You know what I am going to write, don’t you?

VBA for the cheat version? Why?

Copy the data from the web page you mentioned.

Paste the data into Excel. I put the data in cols. A and B.

Sort on: B ascending then A ascending.

Go to A10000. Get the answer.

Hi Tushar –

Yep, that’ll work if you can paste 100,000 rows. But I’m row-challenged still ;-)

I get a nasty alert that says “File not loaded completely” when I paste it. And if I can only use and sort the top 65536 rows, the correct answer is in there, but it’s not even close to A10000.

What I thought would be neat was a way to get 100000 rows off the web into an array. An XL2007 webquery probably will.

…mrt

Hi Michael,

Let’s just say that there are a few days where I don’t get any real work done…

I’m having the same problems as you – I couldn’t see how to re-use my #76 code for #77, and I couldn’t really understand the others’ solutions. There’s a link to the MathWorld article on prime partitions, but I couldn’t see how to apply it. Bah. Maybe I should go back and look at the expert solutions to #31.

-Josh

Josh –

Great thinking alike ;-)

There’s a neat recursive answer to #31 that drew Euler’s praise right at the top. It translates easily to VBA. Works very well for 8 coins.

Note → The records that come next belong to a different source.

PR #2903, opened 2023-08-26
Fix linting

WillAbides:
I noticed that `.golangci.yml` had some commented out and disabled linters. This PR fixes that. It also uncomments "example" from the GitHub action.

Running `go mod tidy -compat 1.17` fixed the "no go files to analyze" error linting "examples".

For the linting issues, I updated `.golangci-lint` and fixed the issues that it found.

I think most of the changes are obvious, but I want to mention a few things:
- I created two test helpers "assertNilError" and "assertWrite" because that made the error checks issues easier to fix with find/replace. I see that assert functions are generally not used in this repo. I'm happy to inline these, but my preference is to keep them as-is.
- I changed the signature of `stringifyValue` to accept a `*bytes.Buffer` instead of an `io.Writer` because the linter knows that `Buffer.Write` always returns nil errors.
- I removed quite a bit of dead code from `authorizations_test.go`


WillAbides:
Codecov didn't like that I modified an uncovered line, so I added a test for it.

gmlewis:
I'm doing a crazy amount of driving today, so will be slow to respond. I try to "approve run" of the checks when I can, but today's going to be pretty challenging, sorry.

WillAbides:
@gmlewis I appreciate how responsive you are on this repo. I have no expectation that you or anybody else be around on a weekend. I can see the lint results on my fork, so my feedback loop is just fine.

gmlewis (approved):
Wow, @WillAbides - thank you for this huge cleanup!  It is greatly appreciated!
LGTM.

gabriel-samfira (approved):
This is awesome

gmlewis:
Thank you, @gabriel-samfira !
Merging.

Not quite sure how to adapt it to a potful of primes.

…mrt

Michael,

Would you mind posting your translation of #31 in VBA? I keep running out of stack space, so I must be doing something wrong. Thanks.

-Josh

Hi Josh –

It runs out of stack space for me in Mac XL 2004. Runs fine in XL2002. For what it’s worth:

Sub Main()

coins(0) = 200

coins(1) = 100

coins(2) = 50

coins(3) = 20

coins(4) = 10

coins(5) = 5

coins(6) = 2

coins(7) = 1

Debug.Print findposs(200, 0)

End Sub

Function findposs(money As Long, maxcoin As Long) As Long

Dim sum As Long, i As Long

sum = 0

If maxcoin = 7 Then

findposs = 1

Exit Function

End If

For i = maxcoin To 7

If money – coins(i) = 0 Then sum = sum + 1

If money – coins(i) > 0 Then sum = sum + findposs(money – coins(i), i)

Next i

findposs = sum

End Function

…mrt

Michael, Josh,

If you are looking for a solution to 31 you may want to check

Project Euler – Problem 31

http://www.tushar-mehta.com/misc_tutorials/project_euler/euler031.html

Hi Tushar –

Thank you, but you misunderstand…we’ve both solved 31 (that code above is a different recursive solution to 31) and we’re are looking therein for hint to a solution to 77. Rather than units of currency, #77 uses prime numbers.

Trying to make a fit ;-)

…mrt

Hi Michael,

Thanks for posting the code. It works fine for me – not sure what my problem was. I managed to adapt it to solve #77. I’ll post it in your thread for #76, since it seems more appropriate there.